### Your assignment
Go through the data and copy each line where the word "marks" shows up.

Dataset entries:

- Opening Delimiter -

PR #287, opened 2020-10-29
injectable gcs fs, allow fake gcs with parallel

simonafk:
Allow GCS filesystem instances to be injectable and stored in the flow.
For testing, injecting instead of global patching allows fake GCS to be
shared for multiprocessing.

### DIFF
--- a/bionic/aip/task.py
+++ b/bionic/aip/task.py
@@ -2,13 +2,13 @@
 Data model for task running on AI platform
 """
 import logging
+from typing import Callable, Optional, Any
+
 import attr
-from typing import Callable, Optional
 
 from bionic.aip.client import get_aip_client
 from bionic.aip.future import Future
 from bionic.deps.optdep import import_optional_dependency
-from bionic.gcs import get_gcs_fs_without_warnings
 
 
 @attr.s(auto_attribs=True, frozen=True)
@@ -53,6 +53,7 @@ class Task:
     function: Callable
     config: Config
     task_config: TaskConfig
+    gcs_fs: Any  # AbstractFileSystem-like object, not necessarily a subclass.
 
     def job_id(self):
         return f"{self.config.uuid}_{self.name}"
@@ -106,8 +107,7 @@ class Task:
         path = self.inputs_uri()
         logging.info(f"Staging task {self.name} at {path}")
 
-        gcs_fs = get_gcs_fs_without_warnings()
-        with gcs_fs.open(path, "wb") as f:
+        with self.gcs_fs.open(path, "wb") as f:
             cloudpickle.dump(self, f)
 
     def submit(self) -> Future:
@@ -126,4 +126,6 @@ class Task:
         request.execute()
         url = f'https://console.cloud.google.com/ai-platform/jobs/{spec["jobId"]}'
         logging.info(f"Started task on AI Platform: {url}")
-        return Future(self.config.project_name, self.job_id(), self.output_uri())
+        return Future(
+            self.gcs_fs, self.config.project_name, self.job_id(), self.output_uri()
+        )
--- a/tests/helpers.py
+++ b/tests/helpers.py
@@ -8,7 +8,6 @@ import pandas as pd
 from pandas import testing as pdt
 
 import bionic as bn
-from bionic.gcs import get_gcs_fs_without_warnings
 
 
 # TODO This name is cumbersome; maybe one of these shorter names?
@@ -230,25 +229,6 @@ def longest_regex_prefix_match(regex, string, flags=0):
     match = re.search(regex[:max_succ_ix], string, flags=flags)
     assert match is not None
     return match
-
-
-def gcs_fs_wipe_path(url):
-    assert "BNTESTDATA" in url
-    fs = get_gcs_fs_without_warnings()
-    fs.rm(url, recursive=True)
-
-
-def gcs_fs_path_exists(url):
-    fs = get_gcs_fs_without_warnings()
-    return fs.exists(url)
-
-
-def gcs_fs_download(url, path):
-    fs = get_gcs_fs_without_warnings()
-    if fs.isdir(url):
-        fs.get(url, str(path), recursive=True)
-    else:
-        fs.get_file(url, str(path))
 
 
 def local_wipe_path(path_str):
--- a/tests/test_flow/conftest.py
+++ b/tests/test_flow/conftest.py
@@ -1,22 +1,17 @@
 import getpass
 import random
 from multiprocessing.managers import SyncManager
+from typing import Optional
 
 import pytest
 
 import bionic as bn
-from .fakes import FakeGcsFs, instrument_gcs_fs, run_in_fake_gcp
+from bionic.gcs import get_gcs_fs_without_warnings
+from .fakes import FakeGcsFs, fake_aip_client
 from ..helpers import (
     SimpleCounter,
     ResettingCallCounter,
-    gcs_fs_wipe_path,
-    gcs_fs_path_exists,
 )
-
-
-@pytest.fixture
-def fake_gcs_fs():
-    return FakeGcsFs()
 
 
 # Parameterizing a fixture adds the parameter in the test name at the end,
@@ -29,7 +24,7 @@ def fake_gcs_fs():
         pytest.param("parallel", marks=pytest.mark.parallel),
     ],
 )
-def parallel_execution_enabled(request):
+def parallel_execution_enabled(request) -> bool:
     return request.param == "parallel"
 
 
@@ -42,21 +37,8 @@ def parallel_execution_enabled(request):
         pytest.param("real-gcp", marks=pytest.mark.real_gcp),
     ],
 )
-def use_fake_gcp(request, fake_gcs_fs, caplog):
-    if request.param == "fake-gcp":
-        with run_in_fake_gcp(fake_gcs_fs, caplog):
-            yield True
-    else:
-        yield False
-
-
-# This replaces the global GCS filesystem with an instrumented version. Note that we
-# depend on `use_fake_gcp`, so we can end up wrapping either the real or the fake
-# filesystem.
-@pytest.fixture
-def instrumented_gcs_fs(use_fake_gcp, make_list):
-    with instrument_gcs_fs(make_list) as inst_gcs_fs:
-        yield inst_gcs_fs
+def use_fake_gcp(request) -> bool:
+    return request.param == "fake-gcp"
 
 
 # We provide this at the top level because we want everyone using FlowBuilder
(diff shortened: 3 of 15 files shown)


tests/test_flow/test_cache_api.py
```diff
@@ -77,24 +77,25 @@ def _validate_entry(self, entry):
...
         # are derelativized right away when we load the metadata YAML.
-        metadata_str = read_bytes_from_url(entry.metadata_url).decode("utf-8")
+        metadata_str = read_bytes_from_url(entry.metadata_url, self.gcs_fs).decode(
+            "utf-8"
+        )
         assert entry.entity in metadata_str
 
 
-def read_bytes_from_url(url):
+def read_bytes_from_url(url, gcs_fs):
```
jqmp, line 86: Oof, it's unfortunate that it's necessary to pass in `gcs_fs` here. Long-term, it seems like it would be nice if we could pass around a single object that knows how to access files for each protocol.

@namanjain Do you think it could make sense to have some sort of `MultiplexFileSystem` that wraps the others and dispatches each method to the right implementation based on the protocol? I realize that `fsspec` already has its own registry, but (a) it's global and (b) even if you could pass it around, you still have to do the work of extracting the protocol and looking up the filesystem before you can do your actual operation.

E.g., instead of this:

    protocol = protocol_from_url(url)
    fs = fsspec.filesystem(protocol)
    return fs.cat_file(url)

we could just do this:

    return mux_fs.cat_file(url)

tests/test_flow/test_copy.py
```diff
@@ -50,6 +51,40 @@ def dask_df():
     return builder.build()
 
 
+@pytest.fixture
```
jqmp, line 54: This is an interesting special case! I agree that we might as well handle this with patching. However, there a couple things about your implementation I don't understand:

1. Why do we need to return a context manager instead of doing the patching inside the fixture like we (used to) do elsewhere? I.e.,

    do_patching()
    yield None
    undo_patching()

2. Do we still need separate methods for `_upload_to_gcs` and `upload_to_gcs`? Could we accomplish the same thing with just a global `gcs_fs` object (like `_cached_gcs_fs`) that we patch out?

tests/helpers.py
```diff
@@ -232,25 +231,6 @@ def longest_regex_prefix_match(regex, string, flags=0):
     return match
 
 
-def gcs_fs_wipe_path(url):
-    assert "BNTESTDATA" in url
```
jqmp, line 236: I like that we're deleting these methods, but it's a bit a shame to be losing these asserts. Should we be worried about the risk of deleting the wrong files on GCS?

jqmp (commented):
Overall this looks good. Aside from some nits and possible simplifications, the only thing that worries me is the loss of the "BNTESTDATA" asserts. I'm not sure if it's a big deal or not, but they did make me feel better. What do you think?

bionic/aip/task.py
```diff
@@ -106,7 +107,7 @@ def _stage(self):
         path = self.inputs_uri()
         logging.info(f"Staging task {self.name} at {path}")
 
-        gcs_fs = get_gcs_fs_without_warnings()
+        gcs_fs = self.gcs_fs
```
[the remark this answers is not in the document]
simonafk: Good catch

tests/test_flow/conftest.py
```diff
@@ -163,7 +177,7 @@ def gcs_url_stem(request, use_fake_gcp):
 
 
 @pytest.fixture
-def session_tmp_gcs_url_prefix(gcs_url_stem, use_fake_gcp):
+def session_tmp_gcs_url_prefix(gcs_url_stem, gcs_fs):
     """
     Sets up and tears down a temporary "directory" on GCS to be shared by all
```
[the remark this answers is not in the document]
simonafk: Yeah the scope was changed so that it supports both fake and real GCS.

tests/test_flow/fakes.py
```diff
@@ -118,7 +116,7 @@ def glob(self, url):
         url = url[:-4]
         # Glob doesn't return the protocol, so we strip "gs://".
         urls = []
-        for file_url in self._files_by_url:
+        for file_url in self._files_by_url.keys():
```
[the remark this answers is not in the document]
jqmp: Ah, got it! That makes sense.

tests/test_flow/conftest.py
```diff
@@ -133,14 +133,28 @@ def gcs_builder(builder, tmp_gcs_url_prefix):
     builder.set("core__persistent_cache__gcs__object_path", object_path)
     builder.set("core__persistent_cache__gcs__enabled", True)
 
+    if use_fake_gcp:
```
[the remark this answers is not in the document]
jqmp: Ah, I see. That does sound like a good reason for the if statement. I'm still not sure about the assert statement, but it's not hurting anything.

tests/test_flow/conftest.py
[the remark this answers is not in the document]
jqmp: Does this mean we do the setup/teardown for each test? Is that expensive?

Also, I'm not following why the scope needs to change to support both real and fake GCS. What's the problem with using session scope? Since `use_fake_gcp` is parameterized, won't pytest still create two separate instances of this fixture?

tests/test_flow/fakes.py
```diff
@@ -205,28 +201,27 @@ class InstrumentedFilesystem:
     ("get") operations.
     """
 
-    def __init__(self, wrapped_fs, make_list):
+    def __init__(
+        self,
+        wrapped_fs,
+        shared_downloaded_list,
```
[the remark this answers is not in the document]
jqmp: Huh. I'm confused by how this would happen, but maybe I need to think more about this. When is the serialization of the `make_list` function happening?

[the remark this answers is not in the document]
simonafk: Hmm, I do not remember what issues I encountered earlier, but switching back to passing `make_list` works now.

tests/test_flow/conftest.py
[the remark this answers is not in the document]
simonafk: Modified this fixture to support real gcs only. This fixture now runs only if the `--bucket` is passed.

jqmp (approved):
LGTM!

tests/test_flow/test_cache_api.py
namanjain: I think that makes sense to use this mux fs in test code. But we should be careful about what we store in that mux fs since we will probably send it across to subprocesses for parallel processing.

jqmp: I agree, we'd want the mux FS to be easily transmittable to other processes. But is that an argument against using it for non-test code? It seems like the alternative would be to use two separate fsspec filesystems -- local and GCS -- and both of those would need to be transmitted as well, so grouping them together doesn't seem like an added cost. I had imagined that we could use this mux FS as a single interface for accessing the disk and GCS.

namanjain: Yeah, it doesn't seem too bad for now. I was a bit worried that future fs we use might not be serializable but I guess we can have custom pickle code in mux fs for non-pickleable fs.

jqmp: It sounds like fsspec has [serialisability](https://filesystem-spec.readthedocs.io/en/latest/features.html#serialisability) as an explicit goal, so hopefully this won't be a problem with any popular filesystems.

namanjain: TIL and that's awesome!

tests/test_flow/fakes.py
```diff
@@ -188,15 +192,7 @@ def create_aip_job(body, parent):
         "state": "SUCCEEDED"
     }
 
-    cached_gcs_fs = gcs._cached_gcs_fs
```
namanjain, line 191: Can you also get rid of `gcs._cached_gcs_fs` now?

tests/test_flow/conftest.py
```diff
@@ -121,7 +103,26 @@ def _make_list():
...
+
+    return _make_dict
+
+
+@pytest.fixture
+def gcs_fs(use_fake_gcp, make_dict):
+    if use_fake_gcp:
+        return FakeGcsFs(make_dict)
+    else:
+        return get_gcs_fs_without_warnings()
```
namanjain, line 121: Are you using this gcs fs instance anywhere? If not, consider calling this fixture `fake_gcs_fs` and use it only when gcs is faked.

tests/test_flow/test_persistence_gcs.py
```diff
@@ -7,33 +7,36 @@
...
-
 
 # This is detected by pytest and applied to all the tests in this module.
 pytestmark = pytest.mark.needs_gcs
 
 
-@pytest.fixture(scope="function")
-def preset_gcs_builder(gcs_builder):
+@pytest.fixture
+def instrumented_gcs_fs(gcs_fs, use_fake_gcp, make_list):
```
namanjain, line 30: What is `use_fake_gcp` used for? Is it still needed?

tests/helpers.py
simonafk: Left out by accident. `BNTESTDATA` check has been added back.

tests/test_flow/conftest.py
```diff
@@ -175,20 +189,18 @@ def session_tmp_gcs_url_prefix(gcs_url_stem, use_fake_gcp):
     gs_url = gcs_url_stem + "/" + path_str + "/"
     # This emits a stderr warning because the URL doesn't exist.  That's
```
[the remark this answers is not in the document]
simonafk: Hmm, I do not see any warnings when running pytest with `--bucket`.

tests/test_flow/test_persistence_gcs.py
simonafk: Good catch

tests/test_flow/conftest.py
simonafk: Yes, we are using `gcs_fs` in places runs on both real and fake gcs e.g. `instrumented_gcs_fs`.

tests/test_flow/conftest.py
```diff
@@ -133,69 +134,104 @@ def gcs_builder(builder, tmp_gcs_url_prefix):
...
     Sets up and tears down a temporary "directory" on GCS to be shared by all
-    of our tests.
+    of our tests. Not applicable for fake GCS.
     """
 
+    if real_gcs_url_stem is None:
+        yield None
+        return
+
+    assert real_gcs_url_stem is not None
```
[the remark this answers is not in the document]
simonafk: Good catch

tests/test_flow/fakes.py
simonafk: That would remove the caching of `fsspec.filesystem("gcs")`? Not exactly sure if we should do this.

- Closing Delimiter -

### Written response
         pytest.param("parallel", marks=pytest.mark.parallel),
         pytest.param("real-gcp", marks=pytest.mark.real_gcp),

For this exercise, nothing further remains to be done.